Ещё бы!.. У меня в этом не было ни малейших сомнений.

Мы снова купались, потом хохотали, сходили на ужин, опять хохотали, потом на звёзды пошли смотреть, — он уселся на пляже за деревянный столик и опять показал мне, как сочинять стихи. Это была поэма про улицу, где руки ходят отдельно, а ноги — отдельно, случайно они иногда встречаются и пожимают друг друга. Руки идут с работы и несут авоськи с ногами, всё время они влипают в какие-то умопомрачительные истории, но везде — командир и свинья!..

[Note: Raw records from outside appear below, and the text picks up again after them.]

PR #28, opened 2023-07-14
Move controller code into its own package

joelanford:
Follows up on comments from #25

### DIFF
--- a/pkg/controller/builder_test.go
+++ b/pkg/controller/builder_test.go
@@ -1,0 +1,9 @@
+package controller
+
+import (
+	"testing"
+)
+
+func TestControllerNameForObject(t *testing.T) {
+	// TODO: Add test cases.
+}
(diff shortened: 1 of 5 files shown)


pkg/controller/builder_test.go
```diff
@@ -0,0 +1,9 @@
+package controller
+
+import (
+	"testing"
+)
+
+func TestControllerNameForObject(t *testing.T) {
+	// TODO: Add test cases.
+}
```
joelanford, line 9: Marked the PR as draft, mainly because I wanted to check to see if this is what you had in mind in terms of the scope of the testing in this comment: https://github.com/openshift/cluster-olm-operator/pull/25#discussion_r1263808519

Was it [this the function](https://github.com/openshift/cluster-olm-operator/pull/28/files#diff-a3a53f8da96ba212631a3dcbaefe688da5491bce9e55daaaf83c20b762bcac4eR131) you were thinking about testing for?

ncdc: Yes, thanks! And more over time too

Когда мама за ним пришла, он заплакал и не хотел уходить. Я сказала ему:

— Не плачь, теперь мы будем видеться часто.

— Никогда, никогда! — сказал он, глотая слёзы. — Я теперь уезжаю на целую жизнь!

Потом я так часто жалела, что не включила тогда диктофон (не было!) и не смогла записать на плёнку невероятно, неописуемо великолепные стихи этого мальчика. Он теперь — я не знаю где… Лет, примерно, ему восемнадцать. Но где бы и чем бы теперь он ни занимался, такой божественный дар не мог исчезнуть бесследно — это исключено.

Я часто хожу, напевая его бессмертные строки: «свинья упала в командира, и провалилась в командира… свинья распалась, как конструктор!»

А был ли мальчик?.. Был. Мальчик был сыном моей красивой литинститутской подруги Иры Емельяновой, которая совсем молоденькой девушкой попала в тюрьму и в лагерь — «за Пастернака», а также был этот мальчик внуком её матери, Ольги Всеволодовны Ивинской, последней любви Пастернака, чью последнюю любовь посадили в тюрьму и в лагерь вместе с молоденькой дочерью.

Господи, пошли мне спокойствие духа, чтобы принять то, что я не могу изменить, и бодрость духа, чтобы изменить то, что могу, и мудрость, чтоб отличать одно от другого, — кажется, так переводится на русский с английского текст, висевший над рукомойником одной из заморских мансард.

Теперь мы — в такой поэме, где «широка страна моя родная» распалась, как конструктор, и провалилась в разных командиров. Давным-давно не была в Крыму, но часто я там путешествую. Вот сейчас, например… я беру географический атлас и ставлю птичку там, где божественный мальчик показывал мне, как сочинять стихи. Ставлю птичку на этом месте — и птичка поёт гавайской гитарой, закатывая глаза и раскачиваясь.